Emily Chang (quoting Max Levchin): ‘Entrepreneurs aren’t taking big enough
risks … ’

Paul Graham: ‘Well, that probably isn’t true because it’s gotten cheaper and
cheaper and cheaper to start a startup and when the cost of failing gets lower
usually people can do riskier things’

Risk is the potential for loss. If the cost of starting a startup is lower
then the potential for loss is lower which means the risk is also lower. More
people are starting startups because it is less risky, not more. That means
the number of companies being formed is going up; in turn, that means that
more people are _taking the risk_ of starting a company, whether they are
risking much or not. This might seem a subtle distinction but I think it is an
important one.

A week ago I sat down opposite an entrepreneur who built a 24-hour transaction
layer on top of the UK’s banking system which runs on nightly batch-
processing.

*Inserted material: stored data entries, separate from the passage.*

PR #1663, opened 2026-02-12
fix: ChromaDB collection not created on first run

### LINKED ISSUE #1660: [BUG] Chromadb export does not create a new collection
If you start a flow with an export to chromadb for a new collection, the flow will file with the error:
chromadb.errors.NotFoundError: Collection [Notes] does not exists
with of course your collection name instead of Notes

I am using cocoindex 0.3.30

I already fix the problem by changing line 286 in chromadb.py from:
`        collection = client.get_collection(spec.collection_name)`
to:
`        collection = client.get_or_create_collection(spec.collection_name)`

Haleshot:
Fixes #1660

[`prepare()`](https://github.com/cocoindex-io/cocoindex/blob/main/python/cocoindex/targets/chromadb.py#L281) was using `get_collection()` which throws if the collection doesn't exist yet. Switched to [`get_or_create_collection()`](https://docs.trychroma.com/docs/collections/manage-collections#getting-collections); idempotent, returns existing or creates new.

Thanks @RodTol for flagging this!

### DIFF
--- a/python/cocoindex/targets/chromadb.py
+++ b/python/cocoindex/targets/chromadb.py
@@ -283,7 +283,7 @@ class _Connector:
         setup_state: _State,
     ) -> _MutateContext:
         client = _get_client(spec)
-        collection = client.get_collection(spec.collection_name)
+        collection = client.get_or_create_collection(spec.collection_name)
 
         return _MutateContext(
             client=client,


badmonster0:
thanks for the quick fix!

It made the transition from 9-3 banking to 24-hour online banking
possible. He started out with a _really big_ vision and had to take _really
big_ risks and the result was a _really big_ company that created a lot of
value economically and socially. It took him two decades and nearly bankrupted
him on dozens of occasions. His vision sustained him. It kept him going
through all the terrible lows and in the end he shook up one of the slowest-
moving industries out there. That was a big risk. That was a big reward.

------
softbuilder
"it's gotten cheaper and cheaper and cheaper to start a startup"

"maybe it's just not the right time yet for a vacation on the moon"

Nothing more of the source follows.